The documentary, from director James Moll, is a pretty straightforward, if genial, look at the Foos from their infancy in the mid-’90s to their current arena-packing iteration. Or what Grohl joked beforehand as “the history of us getting fat.” (It will have its television premiere April 8 on VH1.)
Wisely, Moll gets the Nirvana history and Kurt Cobain’s suicide out of the way first, so viewers can focus on the creation of the Foos and their ascension to rock grandeur. Grohl does make one funny comment about the oddity of suddenly having jocks and meatheads show up at Nirvana shows after Nevermind hit: “Jocks? They like our music?” he remembers thinking. “They used to kick my ass for listening to this music.”

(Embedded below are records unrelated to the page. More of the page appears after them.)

PR #12567, opened 2025-06-20
All: Resolves #12196: use date/time formats from settings

### LINKED ISSUE #12196: Note properties window doesn't adhere to Date/Time format settings
### Operating system

Windows

### Joplin version

3.3.7

### Desktop version info

Joplin 3.3.7 (prod, win32)

Device: win32, x64
Sync Version: 3
Profile Version: 47
Keychain Supported: Yes
Alternative instance ID: -

Revision: 76a22c3

Backup: 1.4.3
Journal: 2.0.0
Note Tabs: 1.4.0
Quick Links: 1.3.2

### Current behaviour

Steps to Re-create:
1. Set date format to mm/dd/yyyy
2. Set time format to 12 hour
3. Go to a note and click on note properties icon
4. You'll see that the created and updated date/time is not adhering to the formats defined in the settings (they are showing dd/mm/yyyy and 24-hour time):

Joplin settings:

Image

Note properties:

Image

### Expected behaviour

Updated/Created date should adhere to the date/time format defined in the Joplin settings

NOTE: Other areas that show dates/times are adhering to the format as expected (e.g. the sync status on bottom left)

### Logs

_No response_

jhult:
Resolves laurent22/joplin#12196

### DIFF
--- a/packages/lib/BaseApplication.ts
+++ b/packages/lib/BaseApplication.ts
@@ -854,9 +854,6 @@ export default class BaseApplication {
 				});
 		}
 
-		time.setDateFormat(Setting.value('dateFormat'));
-		time.setTimeFormat(Setting.value('timeFormat'));
-
 		BaseItem.revisionService_ = RevisionService.instance();
 
 


jhult:

packages/lib/BaseApplication.ts
```diff
@@ -854,6 +854,8 @@ export default class BaseApplication {
 				});
 		}
 
+		setDateFormat(Setting.value('dateFormat'));
+		setTimeFormat(Setting.value('timeFormat'));
 		time.setDateFormat(Setting.value('dateFormat'));
 		time.setTimeFormat(Setting.value('timeFormat'));
```
laurent22: I don't think that's the right fix. The call to `this.applySettingsSideEffects()` in app.ts should already do this. And if it doesn't, that's where it should be fixed

jhult: `applySettingsSideEffects()` does seem to already do this. Removing `time.setDateFormat` and `time.setTimeFormat` here seems to fix the issue as well.

jhult: @laurent22, thanks for the review. Would you mind taking a look at my updates?

laurent22: Hmm, I looked at it but I really have no idea what will be the impact of the change. Unfortunately this part of the code has no unit tests so it's possible some subtle bug has been introduced.

laurent22:
Sorry I will close the PR for now as what was removed definitely looks like correct code, although I can understand it may be fixing something in an indirect way. We'll need to dig into the code more in details but for now we don't have much capacity to do so

PR #12578, opened 2025-06-25
Desktop: Resolves #12224: Add an option to enable or disable search in OCR text

### LINKED ISSUE #12224: Add an option to enable or disable search in OCR text
Should be enabled by default

Name the option "Search in content extracted via OCR"

pedr:
Resolves https://github.com/laurent22/joplin/issues/12224

# Summary

I'm adding a new setting that can disable the search engine to find notes that are associated with content that was OCR'ed. This allow users to use the search only through the notes, ignoring resources.

image

I was debating if it would be better to pass this setting as an option for `SearchEngine.search` or use directly where it is called, I end up using the second approach because it required less changes.

# Testing

I added two automated tests to test the on and off value.

### DIFF
--- a/packages/lib/models/settings/builtInMetadata.ts
+++ b/packages/lib/models/settings/builtInMetadata.ts
@@ -579,14 +579,14 @@ const builtInMetadata = (Setting: typeof SettingType) => {
 			label: () => _('OCR: Clear cache and re-download language data files'),
 		},
 
-		'ocr.searchInContentExtracted': {
+		'ocr.searchInExtractedContent': {
 			value: true,
 			type: SettingItemType.Bool,
 			advanced: true,
 			public: true,
 			appTypes: [AppType.Desktop],
 			storage: SettingStorage.Database,
-			label: () => _('OCR: Search in content extracted via OCR'),
+			label: () => _('OCR: Search in extracted content'),
 		},
 
 		theme: {
--- a/packages/lib/models/settings/builtInMetadata.ts
+++ b/packages/lib/models/settings/builtInMetadata.ts
@@ -579,6 +579,16 @@ const builtInMetadata = (Setting: typeof SettingType) => {
 			label: () => _('OCR: Clear cache and re-download language data files'),
 		},
 
+		'ocr.searchInContentExtracted': {
+			value: true,
+			type: SettingItemType.Bool,
+			advanced: true,
+			public: true,
+			appTypes: [AppType.Desktop],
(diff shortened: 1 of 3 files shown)


packages/lib/services/search/SearchEngine.test.ts
```diff
@@ -583,4 +585,35 @@ describe('services/SearchEngine', () => {
...
+			const searchInContextExtracted = Setting.value('ocr.searchInContentExtracted');
+			Setting.setValue('ocr.searchInContentExtracted', isSearchEnabled);
+
+			const rows = await engine.search('hello', {
+				searchType: SearchEngine.SEARCH_TYPE_FTS,
+				includeOrphanedResources: true,
+			});
+			expect(rows.length).toBe(resourcesFound);
+
+			Setting.setValue('ocr.searchInContentExtracted', searchInContextExtracted);
```
personalizedrefrigerator: Restoring the original setting value may not be necessary here — the current test file includes
```

	beforeEach(async () => {
		await switchClient(1);
```

This should (I think — I haven't verified this) reset `ocr.searchInContentExtracted` to the default value.

packages/lib/models/settings/builtInMetadata.ts
```diff
@@ -579,6 +579,16 @@ const builtInMetadata = (Setting: typeof SettingType) => {
 			label: () => _('OCR: Clear cache and re-download language data files'),
 		},
 
+		'ocr.searchInContentExtracted': {
```
laurent22: Let's name it `ocr.seachInExtractedContent`

packages/lib/models/settings/builtInMetadata.ts
```diff
@@ -579,6 +579,16 @@ const builtInMetadata = (Setting: typeof SettingType) => {
...
+			value: true,
+			type: SettingItemType.Bool,
+			advanced: true,
+			public: true,
+			appTypes: [AppType.Desktop],
+			storage: SettingStorage.Database,
+			label: () => _('OCR: Search in content extracted via OCR'),
```
laurent22: `OCR: Search in extracted content`

laurent22:
Why did you mark my two comments as resolved but didn't implement any of the changes?

pedr:
> Why did you mark my two comments as resolved but didn't implement any of the changes?

My bad, I didn't push the changes, sorry about resolving the comments, I was reading in the readme that this should be avoided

The film goes on to document the typical woes of a successful rock band: the firings, the replacements, the in-fighting, the side projects, the jealousies, the overdoses, the near-dissolutions—even hot sauce in the eye on stage. Along the way Germs and Nirvana guitarist Pat Smear comes and goes (and then comes back), Sunny Day Real Estate drummer William Goldsmith leaves while SDRE bassist Nate Mendel manages to survive all 16 years (though in a funny revelation it turns out he quit once for 24 strange hours), Alanis Morissette’s drummer Taylor Hawkins comes aboard, Scream guitarist Franz Stahl—a former bandmate of Grohl’s—quickly comes and goes and No Use for a Name guitarist Chris Shiflett joins after an endless open audition. (Grohl, Smear, Mendel, Hawkins and Shiflett all showed up to the screening with Moll.)
Meanwhile, the band records seven albums, including the latest, Wasting Light, with a variety of producers, wins a bunch of Grammys and ends up playing to more than 80,000 fans in Wembley Stadium in 2008 in a truly emotional payoff. In the film’s denouement, Moll shows the band recording to tape in Grohl’s Encino garage with guest musicians Bob Mould and Nirvana bassist Krist Novoselic, while Grohl’s young daughter impatiently waits to go swimming as he records a guitar part. (It is pretty cute.)
Odd little facts unveiled in the picture include the fact that after Nirvana dissolved, Grohl was offered a job as Tom Petty’s drummer. Before going on stage at each show, the guys used to hold a “band prayer” consisting of anywhere from one to ten shots. And Grohl jokingly describes the Foo Fighters as “the worst fucking band name ever.”
“Rock and roll is imperfection,” Shiflett says at one point toward the end of the doc. It’s a worthy assessment, for sure. And while the documentary is fairly conventional, the performance the Foos put on at Stubbs an hour later was something closer to perfection.
Everyone wanted in, with lines five-thick going in both directions around the block, and those that managed to find the right wristband filled out the dirt-packed plaza and witnessed a typically high-energy band in high spirits.
“We’re fucking movie stars—yeah!” Grohl shouted from the stage. “You wanna hear the new record?” Without waiting, he hit the first notes of the new album’s ten tracks, which the band played consecutively with no real breaks. It was good, solid, standard Foos fuzz-rock with requisite screams and surprisingly catchy choruses. When the last note ended, Grohl simply said, “And that’s the new record.”
“This isn’t,” he added, and the Foos kicked into “One By One,” which the crowd rocked into immediately. The band proceeded to play what Grohl described as “massive fucking hits”: “Times Like These,” “My Hero,” “Learn to Fly,” “Monkey Wrench,” “Everlong,” “Best of You,” “This Is a Call” and a couple more.
All in all, the Foos (some of whom looked pretty worn out by the end) played for nearly two hours, while another band waited for the stage. A couple of the songs seemed a little rushed and sludgy, but there’s no question that the crowd was way into the show, looking to drag out the imperfection as long as they could.